31. Le Comité recommande à l’État partie de continuer à promouvoir et à faciliter, au sein de la famille, à l’école et dans d’autres institutions, ainsi que dans le cadre des procédures judiciaires et administratives, le respect des opinions de l’enfant et sa participation pour tout ce qui le concerne, conformément à l’article 12 de la Convention. Il encourage par ailleurs l’État partie à donner aux parents, aux enseignants et aux chefs d’établissement, aux agents de l’administration, aux membres du corps judiciaire, aux enfants eux‑mêmes et à la société dans son ensemble des informations à caractère pédagogique sur cette question en vue de créer un environnement où les enfants, y compris ceux qui ont moins de 10 ans, puissent librement exprimer leurs opinions et où, du même coup, ces opinions soient dûment prises en considération.

32. Le Comité se félicite de l’existence d’un service d’assistance téléphonique auquel les enfants peuvent s’adresser pour recevoir un soutien ou exprimer des préoccupations ou des plaintes, mais constate non sans inquiétude qu’il dispose de ressources humaines et financières très limitées.

33. Le Comité recommande à l’État partie d’appuyer sans réserve les efforts visant à développer ce service, notamment par l’établissement à l’échelle du pays d’une permanence téléphonique gratuite accessible 24 heures sur 24. Il lui recommande en outre de soutenir un tel dispositif afin qu’il puisse au besoin fournir, ou mobiliser dans le cadre des structures existantes, des services de conseil, de secours et d’intervention.

4. Droits et libertés civils

Enregistrement des naissances

34. Le Comité constate que l’État partie a déployé des efforts importants pour faire en sorte que tout nouveau‑né soit enregistré dans les 30 jours après sa naissance, mais que les personnes qui ne respectent pas ce délai se heurtent à des difficultés supplémentaires.

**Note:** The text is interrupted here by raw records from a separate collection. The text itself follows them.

PR #4995, opened 2020-11-18
Adds new config parameter `defaultBaseMapId`

na9da:
### What this PR does

Adds a new config parameter `defaultBaseMapId` which is used as a fallback if no persisted map is found.

Required for https://github.com/TerriaJS/RaPPMap/issues/87

### Checklist


zoran995:
This can't be done through init files like in v7? Or this should be third way do define the basemap? There is #4947 to port it.

na9da:
Ooh! That's right, I forgot that `baseMapName` existed. I'll close this PR in favor of #4947.

PR #4997, opened 2020-11-19
Add trait `showInWorkbenchOnLoad` for all catalog members.

na9da:
### What this PR does

Adds trait `showInWorkbenchOnload` for all catalog members which adds the item to the workbench when the init file is loaded. This is equivalent to setting `isEnabled: true` in the v7.

Required for https://github.com/TerriaJS/RaPPMap/issues/87

### Checklist

### DIFF
--- a/CHANGES.md
+++ b/CHANGES.md
@@ -4,6 +4,7 @@ Change Log
 ### MobX Development
 
 #### next release (8.0.0-alpha.62)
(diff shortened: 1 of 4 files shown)


na9da:
`CatalogMemberTraits` is probably not the place to add this trait as it also gets mixed into Groups.

na9da:
Closing as it was decided to re-use the existing `workbench` array instead of adding a new trait to achieve this. New issue tracked here - https://github.com/TerriaJS/catalog-converter/issues/26

PR #4999, opened 2020-11-19
Hide empty info sections

na9da:
### What this PR does

Hide info sections with empty content in explorer preview.

eg:

in v7 

image

vs in v8

image

### Checklist


nf-s (approved):
👍

PR #5000, opened 2020-11-19
Fix tabs bug

reginapramesti:
### What this PR does

Enable tabbed catalog to work properly by fixing several bugs, for https://github.com/PacificCommunity/Terria-PacificMap/issues/56 and https://github.com/TerriaJS/drought-map/issues/203

From the discussion that we had over sprint planning, we decided that the same catalog items in different tabs should have different ids 

### Checklist


lib/Models/upsertModelFromJson.ts
```diff
@@ -29,16 +29,12 @@ export default function upsertModelFromJson(
...
-      while (terria.getModelById(BaseModel, uniqueId) !== undefined) {
-        uniqueId = id + "(" + idIncrement + ")";
-        idIncrement++;
-      }
+      uniqueId = (parentId || "") + "/" + localId;
     }
 
+    // To handle duplicate items, e.g. same item in different tabs
+    uniqueId = incrementIfAlreadyExists(uniqueId, terria);
+
```
na9da: The reason this breaks the  [TerriaSpec](https://github.com/TerriaJS/terriajs/blob/next/test/Models/TerriaSpec.ts#L248) is that terria automatically creates a group with id [USER_ADDED_CATEGORY_ID.](https://github.com/TerriaJS/terriajs/blob/next/lib/Models/CatalogNew.ts#L38). When [updateApplicationUrl](https://github.com/TerriaJS/terriajs/blob/next/lib/Models/Terria.ts#L591) is called with a share link containing `USER_ADDED_CATEGORY_ID` group, the above change will auto increment and create `USER_ADDED_CATEGORY_ID (1)` etc. So the group members are restored under a new group instead of the original one.

nf-s (approved):
Thanks for all of your work @reginapramesti !

Sorry @na9da , hope you don't mind me stealing this!
I had some spare time and wanted to get this ready to SaaS update today

PR #5001, opened 2020-11-19
Fix error when previewing an item in a open by default group.

### LINKED ISSUE #4994: `knownContainerUniqueIds` not set correctly for group members when the parent group has `isOpen=true`
Currently `knownContainerUniqueIds` for members is set as side-effect of loading the parent group.

https://github.com/TerriaJS/terriajs/blob/next/lib/ModelMixins/GroupMixin.ts#L69

If the source catalog has groups with `isOpen=true` then the group appears open in the explorer but `loadMembers` for the group is never called and so `knownContainerUniqueIds` for the group members will be empty.

This breaks a few things, for eg, previewing a group item will throw an error here:

https://github.com/TerriaJS/terriajs/blob/next/lib/ReactViewModels/ViewState.ts#L570

na9da:
### What this PR does

Fixes #4994 

Fixes console errors when previewing an item in a open by default group (i.e `isOpen: true` in init file).

The errors are thrown because `loadMembers()` are not called for groups that are already open, so the `knownContainerUniqueIds` are not properly set for the members. 

This change ensures `loadMembers()` is called for all open groups by invoking them in `componentDidMount` and `componentWillMount` hooks of `DataCatalogGroup` component.

### Checklist

### DIFF
--- a/lib/ReactViews/DataCatalog/DataCatalogGroup.jsx
+++ b/lib/ReactViews/DataCatalog/DataCatalogGroup.jsx
@@ -88,6 +88,18 @@ const DataCatalogGroup = observer(
       return url.replace(/^https?:\/\//, "");
     },
 
+    componentDidMount() {
+      if (this.props.group.isOpen) {
+        this.props.group.loadMembers();
+      }
+    },
+
+    componentDidUpdate() {
+      if (this.props.group.isOpen) {
+        this.props.group.loadMembers();
+      }
+    },
+
     render() {
       const group = this.props.group;
       const { t } = this.props;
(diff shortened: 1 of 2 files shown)


lib/ReactViews/DataCatalog/DataCatalogGroup.jsx
```diff
@@ -88,6 +88,18 @@ const DataCatalogGroup = observer(
       return url.replace(/^https?:\/\//, "");
     },
 
+    componentDidMount() {
+      if (this.props.group.isOpen) {
+        this.props.group.loadMembers();
+      }
+    },
```
na9da, line 95: On mount/update ensure that the group is loaded if it is open, this is so that `GroupMixin.refreshKnownContainerIds()` method is run so that the items ancestors are set correctly.

nf-s (approved):

PR #5002, opened 2020-11-19
Fix errors when switching explorer tabs.

na9da:
### What this PR does

Fixes console errors when switching explorer tabs. On tab switch `isOpen` was being set, but `loadMembers` were not getting called. This change use `openGroup` method to correctly perform both. Also switched to `.uniqueId` for tracking tabs instead of `.name`.

### Checklist


na9da:
Closing in favor of https://github.com/TerriaJS/terriajs/pull/5000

35. Le Comité recommande à l’État partie de prendre les mesures voulues pour promouvoir l’enregistrement de tous les enfants, notamment en facilitant l’enregistrement tardif en cas de nécessité et en accordant une attention particulière aux groupes les plus vulnérables et les plus marginalisés. À ce propos, l’État partie devrait veiller à garantir la pleine application des dispositions de l’article 7, y compris le droit de l’enfant de connaître dans la mesure du possible ses parents, eu égard aux principes de la non‑discrimination (art. 2) et de l’intérêt supérieur de l’enfant (art. 3). Il conviendrait d’assurer aux enfants qui n’ont pas été déclarés à la naissance un accès immédiat aux services essentiels, tels que les soins de santé et l’éducation pendant la durée des formalités d’enregistrement.

Liberté d’expression

36. Le Comité se félicite que la liberté d’expression soit garantie par l’article 22 de la Constitution, mais constate qu’il existe un vide juridique s’agissant des moyens pratiques de mettre en œuvre ce droit dans le cas des enfants, comme l’État partie l’indique dans son rapport. Le Comité craint par ailleurs que les attitudes les plus courantes au sein de la famille, à l’école, dans d’autres institutions et dans la société en général ne favorisent guère la réalisation de ce droit.

37. Le Comité encourage l’État partie à faire tout le nécessaire, notamment sur le plan juridique, pour appliquer intégralement l’article 13 et mettre en place des mesures propres à promouvoir et à garantir le droit de l’enfant à la liberté d’expression.

Accès à l’information

38. Tout en appréciant que les enfants aient plus aisément accès aux technologies de l’information, le Comité est préoccupé par l’absence d’un système efficace permettant de les protégercontrel’informationpernicieuse, notamment contre les représentations de la violence, du racisme et de la pornographie à la télévision, dans la presse écrite et dans d’autres médias, et par le fait que les enfants y ont accès.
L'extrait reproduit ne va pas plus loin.